Set in Milwaukee during the “Dahmer summer” of 1991, a remarkable debut novel for fans of Mary Gaitskill and Gillian Flynn about two sisters - one who disappears and one who is left to pick up the pieces in the aftermath.

In the summer of 1991, a teenage girl named Dee McBride vanished in the city of Milwaukee. Nearly 30 years later, her sister, Peg, is still haunted by her sister's disappearance. Their mother, on her deathbed, is desperate to find out what happened to Dee, so the family hires a psychic to help find Dee’s body and bring them some semblance of peace. 

The appearance of the psychic plunges Peg back to the past, to those final carefree months when she last saw Dee - the summer the Journal Sentinel called “the deadliest...in the history of Milwaukee”. Serial killer Jeffrey Dahmer’s heinous crimes dominated the headlines and overwhelmed local law enforcement. The disappearance of one girl was easily overlooked. 

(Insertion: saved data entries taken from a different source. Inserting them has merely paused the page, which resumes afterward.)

PR #556, opened 2026-05-09
GEO-Bench-2, UNet finetuning head, Finetuning dice loss

piperwolters:
- Add GEO-Bench-2 tasks that 1) don't already exist and 2) aren't object detection tasks
   - I was originally not including high-res source imagery tasks, but olmoearth does surprisingly well with not being trained with it, so going to keep those
- Add a regression TaskType to accommodate biomassters task ---> merged in Henry's regression implementation instead
- Add handling for multiple evals running locally on the same node 
- Updating dependencies -- not sure why we're pinning lightning currently?
- "UNet" (no skip connections) finetuning head
   - Tried FPN and a few variations,  but keeping just this one in this PR 
- Further dice loss functionality for finetuning


olmoearth_pretrain/data/normalize.py
```diff
@@ -111,6 +111,13 @@ def _normalize_computed(
             std_vals.append(std_val)
         min_vals = np.array(mean_vals) - self.std_multiplier * np.array(std_vals)
         max_vals = np.array(mean_vals) + self.std_multiplier * np.array(std_vals)
+        # Some datasets (e.g. biomassters S1) have more channels than the modality's
+        # band_order (e.g. 4 channels = ascending + descending VV/VH). Tile stats to match.
+        n_channels = data.shape[-1]
```
favyen2: How does this work later when applying the model? If we're only using the first two bands, then it could make sense to move this to the dataset, similar to for PASTIS where it repeats two of the bands that are missing from PASTIS.

olmoearth_pretrain/evals/datasets/geobench_v2_dataset.py
```diff
@@ -0,0 +1,335 @@
...
+from olmoearth_pretrain.evals.metrics import SEGMENTATION_IGNORE_LABEL
+from olmoearth_pretrain.evals.task_types import TaskType
+from olmoearth_pretrain.train.masking import MaskedOlmoEarthSample
+
+logger = logging.getLogger(__name__)
+
+_S2_ORDER = list(Modality.SENTINEL2_L2A.band_order)
+
+
+def _s2_names(band_order: Any) -> list[str]:
```
favyen2, line 60: Do you need to support both of these or could you have them all be the first method (map from modality -> band order)

olmoearth_pretrain/evals/datasets/geobench_v2_loaders.py
```diff
@@ -0,0 +1,457 @@
...
+        torch.zeros((0, 4), dtype=torch.float32),
+        torch.zeros((0,), dtype=torch.int64),
+        torch.zeros((0, img_h, img_w), dtype=torch.int64),
+    )
+
+
+class _BaseGeobenchDataset(Dataset):
+    """Loads a .tortilla index, filters by split, provides helpers."""
+
+    TORTILLA: str | list[str]
```
favyen2: Similar here, seems easier to always make it a list.

olmoearth_pretrain/evals/knn.py
```diff
@@ -352,7 +352,9 @@ def _run_knn_for_k(
     """
     train_embeddings = train_embeddings.to(device)
     test_embeddings = test_embeddings.to(device)
-    train_labels = train_labels.to(device)
+    # Flatten to (N,): (N, 1) labels would make train_labels[top_k_indices] shape
+    # (..., 1), causing one_hot to produce (..., 1, C) and break the weight broadcast.
+    train_labels = train_labels.to(device).reshape(-1)
```
favyen2: For this one, is it possible to move the reshaping to the dataset so we don't need to worry about different shapes here? Or is it something else (I didn't fully understand the need)?

piperwolters: Yes definitely. This was a hack for biomassters to work, meant to move this edge case into that dataset

olmoearth_pretrain/evals/datasets/geobench_v2_dataset.py
```diff
@@ -0,0 +1,336 @@
...
+    band_order: Any,
+    slug: str,
+) -> OlmoEarthSample:
+    device = next(iter(sample.values())).device
+
+    if slug == "caffe":
+        # Grayscale aerial [0–255]; broadcast to all 12 S2 channels and rescale
+        # to S2 DN range so the OlmoEarth normalizer (mean ~1188) sees valid signal.
+        filled = sample["image"].float()[:1].repeat(len(_S2_ORDER), 1, 1)
+        filled = filled * (10000.0 / 255.0)
```
Hgherzog: Nit: Use constant for S2 dynamic range max

olmoearth_pretrain/evals/datasets/geobench_v2_dataset.py
```diff
@@ -0,0 +1,336 @@
...
+
+
+def _sample_to_olmoearth(
+    sample: dict[str, torch.Tensor],
+    band_order: Any,
+    slug: str,
+) -> OlmoEarthSample:
+    device = next(iter(sample.values())).device
+
+    if slug == "caffe":
```
Hgherzog: Nit: Make an ENUM for all the task names we are doing control flow stuff on

olmoearth_pretrain/evals/datasets/geobench_v2_dataset.py
```diff
@@ -0,0 +1,336 @@
...
+        hwtc = _bchw_to_hwtc(filled)
+        return OlmoEarthSample(
+            sentinel2_l2a=hwtc, timestamps=_timestamps(hwtc.shape[2], device)
+        )
+
+    if slug in ("burn_scars", "cloudsen12", "spacenet7"):
+        image = sample["image"].float()
+        src = _s2_names(band_order)
+        if slug == "burn_scars":
+            # GeoBench2 stores HLS reflectance in [0, 1]; OlmoEarth pretraining
```
Hgherzog, line 183: Is this Harmonized Landsat Sentinel data or just Sentinel 2 data?

olmoearth_pretrain/evals/datasets/geobench_v2_dataset.py
```diff
@@ -0,0 +1,336 @@
...
+    image: torch.Tensor, src_names: list[str], device: torch.device
+) -> OlmoEarthSample:
+    """Build a single-modality S2 OlmoEarthSample from an arbitrary-band image."""
+    hwtc = _bchw_to_hwtc(_align_s2_to_sentinel2_l2a(image.float(), src_names))
+    return OlmoEarthSample(
+        sentinel2_l2a=hwtc, timestamps=_timestamps(hwtc.shape[2], device)
+    )
+
+
+def _sample_to_olmoearth(
```
Hgherzog, line 152: I think we should have another clear way to store what the source imagery of the dataset is if it is not directly one of the sources we are training against, rather than just making a comment in the code. Perhaps systemizing it in a config somewhere

olmoearth_pretrain/evals/datasets/geobench_v2_dataset.py
```diff
@@ -0,0 +1,336 @@
...
+        return len(self._inner)
+
+    def __getitem__(self, idx: int) -> tuple[MaskedOlmoEarthSample, torch.Tensor]:
+        """Load, normalize, and mask sample at idx, returning (masked_sample, label)."""
+        raw = self._inner[idx]
+        device = next(
+            (v.device for v in raw.values() if torch.is_tensor(v)), torch.device("cpu")
+        )
+        olmo = _sample_to_olmoearth(raw, self._band_order, self._slug)
+        olmo = _apply_olmoearth_normalization(olmo, self._normalizer)
```
Hgherzog: We should also have the ability to use dataset normalization stats for each of these so we can compare against other models

olmoearth_pretrain/evals/datasets/geobench_v2_dataset.py
```diff
@@ -0,0 +1,336 @@
...
+
+    if slug in ("burn_scars", "cloudsen12", "spacenet7"):
+        image = sample["image"].float()
+        src = _s2_names(band_order)
+        if slug == "burn_scars":
+            # GeoBench2 stores HLS reflectance in [0, 1]; OlmoEarth pretraining
+            # stats are in DN scale (~0–10000), so rescale to match.
+            image = image * 10000.0
+        if slug == "cloudsen12":
+            image = image[: len(src)]  # tortilla has 14 bands; truncate to 12
```
Hgherzog, line 187: What are the 14 Bands?

olmoearth_pretrain/evals/datasets/geobench_v2_dataset.py
```diff
@@ -0,0 +1,336 @@
...
+        dtype=x.dtype,
+        device=x.device,
+    )
+    for j, name in enumerate(target_names):
+        if name in idx:
+            out[:, j] = x[:, idx[name]]
+    return out
+
+
+def _align_s2_to_sentinel2_l2a(
```
Hgherzog, line 89: I am concerned that zeroing out the values before normalization is problematic as the hidden layer that combines the bands will see it as a large negative value rather than zero. If we zeroed after normalization, it would be more similar to the band dropout we see in training. Another option is to do some sort of band imputation but that is probably not ideal.

Hgherzog: @piperwolters this may be an explanation for the burn scars performance discrepancy

olmoearth_pretrain/evals/datasets/geobench_v2_dataset.py
piperwolters: 12 sen2 bands (everything but band10) + s1 vv and vh

olmoearth_pretrain/evals/finetune/unet_head.py
```diff
@@ -0,0 +1,77 @@
...
+        self.up_blocks = nn.ModuleList()
+        for i in range(n_stages):
+            self.up_blocks.append(
+                nn.Sequential(
+                    nn.Upsample(scale_factor=2, mode="bilinear", align_corners=True),
+                    _ConvBnRelu(dims[i], dims[i + 1]),
+                )
+            )
+
+        self.head = nn.Conv2d(dims[n_stages], num_classes, kernel_size=1)
```
robmarkcole: Could make this more general to support regression also

olmoearth_pretrain/evals/datasets/geobench_v2_dataset.py
piperwolters: Ok added a SourceImagery field, that isn't actually used for deciding normalization or anything, but does tell us what the imagery source is for each task.

olmoearth_pretrain/evals/datasets/geobench_v2_dataset.py
piperwolters: Harmonized Landsat Sentinel data

olmoearth_pretrain/evals/datasets/geobench_v2_dataset.py
piperwolters: Okay, I wired up these GeoBench2 datasets to use per-dataset normalization stats when available, falling back to the current OlmoEarth pretraining stats otherwise. I'm not sure if this is the best way to do this if we don't always have stats (maybe we should always have stats)?

robmarkcole:
@piperwolters could you comment on how the newly contribute unet differs from `rslearn.models.unet.UNetDecoder`? In my own experiment, the result with this new implementation was slightly worse

piperwolters:
> @piperwolters could you comment on how the newly contribute unet differs from `rslearn.models.unet.UNetDecoder`? In my own experiment, the result with this new implementation was slightly worse

Favyen had reported lower results with that UNet than the linear head, so I was just trying a few other things. Good to know that you're seeing worse performance with this one, I'll try the rslearn architecture and compare performance on these geobench2 tasks!

piperwolters:
> @piperwolters could you comment on how the newly contribute unet differs from `rslearn.models.unet.UNetDecoder`? In my own experiment, the result with this new implementation was slightly worse

Results comparing the architecture I had pushed before and a unet closer to the rslearn version:
geobench_unet_comparison

Based on this, I'll go with the rslearn version.

olmoearth_pretrain/evals/datasets/config/geobench2_norm_stats.json
```diff
@@ -0,0 +1,14 @@
+{
+  "caffe": {
+    "sentinel1": {
+      "vh": {
+        "mean": 0.0,
+        "std": 1.0
+      },
+      "vv": {
+        "mean": 70.898598,
+        "std": 84.454284
```
yawenzzzz: Why the vv and vh stats look so different here?

olmoearth_pretrain/evals/finetune/train.py
```diff
@@ -115,6 +146,13 @@ def compute_eval_metrics(
                 primary_metric=primary_metric,
                 primary_metric_class=primary_metric_class,
             )
+        elif task_config.task_type == TaskType.REGRESSION:
+            test_result = eval_reg(
+                ft,
+                test_loader,
+                device,
+                primary_metric=primary_metric,
+            )
```
yawenzzzz, line 155: Great to have the regression tasks!

olmoearth_pretrain/train/callbacks/evaluator_callback.py
```diff
@@ -85,7 +85,11 @@ class DownstreamTaskConfig:
     # FT
     ft_lr: float | None = None
     ft_batch_size: int = 32
+    ft_grad_accum_steps: int = 1
     finetune_seed: int = 42
+    ft_head_type: str = (
+        "linear"  # "linear" or "unet" (unet only valid for segmentation/regression)
+    )
```
yawenzzzz, line 92: Thanks for adding the UNet head for finetuning!

olmoearth_pretrain/internal/all_evals.py
```diff
@@ -386,6 +386,181 @@ def load_user_module(path: str) -> Any:
         epochs=50,
         eval_mode=EvalMode.LINEAR_PROBE,
     ),
+    # GeoBench v2 (`gb2-*` datasets; keys use underscores for Hydra)
```
yawenzzzz, line 389: Is there any tasks under GeoBench v2 that are really slow to run? e.g., the dataset is large or sth, we reduce the cadence of running PASTIS to every 50 epochs just because it's very slow to run

olmoearth_pretrain/internal/all_evals.py
```diff
@@ -386,6 +386,181 @@ def load_user_module(path: str) -> Any:
...
+    "gb2_benv2": DownstreamTaskConfig(
```
yawenzzzz, line 390: also, have you tried other normalization approaches? (you may have mentioned this during the meeting) previously, there're some tasks like MADOS and also forestnet, which really requires dataset normalization stats, without that, the performance will be much worse.

yawenzzzz (approved):
LGTM! Left a few comments, if you take a look that will be great. Thanks for adding GeoBench v2!

yawenzzzz:
@cursoragent Can you do a final pass on this PR? see if there's any major issues

olmoearth_pretrain/evals/datasets/config/geobench2_norm_stats.json
piperwolters: The Caffe task only provided 1 SAR amplitude band, so I have just put it in vv here, and pad vh with zeros so that I can pass it in as Sentinel1 imagery. Does that seem ok or should I make a "new" modality for this task?

olmoearth_pretrain/internal/all_evals.py
piperwolters: Ah good point. I will change the eval cadence to 50 for benv2, biomassters, cloudsen12, kuro siwo and spacenet2!

olmoearth_pretrain/evals/datasets/config/geobench2_norm_stats.json
yawenzzzz: ah i see, that makes sense! Yes, this seems OK but would be helpful if you add a note or sth to the Caffe task so that other ppl can be aware of this issue (could be in `all_evals.py`)

olmoearth_pretrain/internal/all_evals.py
yawenzzzz: Nice!

olmoearth_pretrain/internal/all_evals.py
piperwolters: I have tried the dataset normalization approach and didn't get better performance (torchgeo-bench uses normalization similar to our default), but I have now added the dataset stats for each geobench2 task so if `norm_stats_from_pretrained=False` then dataset stats will be used else the default is used (pretraining dataset stats).

yawenzzzz: Thanks a lot!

Peg’s hazy recollections are far from easy for her to interpret, assess, or even keep clear in her mind. And now digging deep into her memory raises doubts and difficult - even terrifying - questions. Was there anything Peg could have done to prevent Dee’s disappearance? Who was really to blame for the family's loss? How often are our memories altered by the very act of voicing them? And what does it mean to bear witness in a world where even our own stories are inherently suspect? 

A heartbreaking pause resister, Willa C. Richards’ debut novel is the story of a broken family looking for answers in the face of the unknown and asks us to reconsider the power and truth of memory.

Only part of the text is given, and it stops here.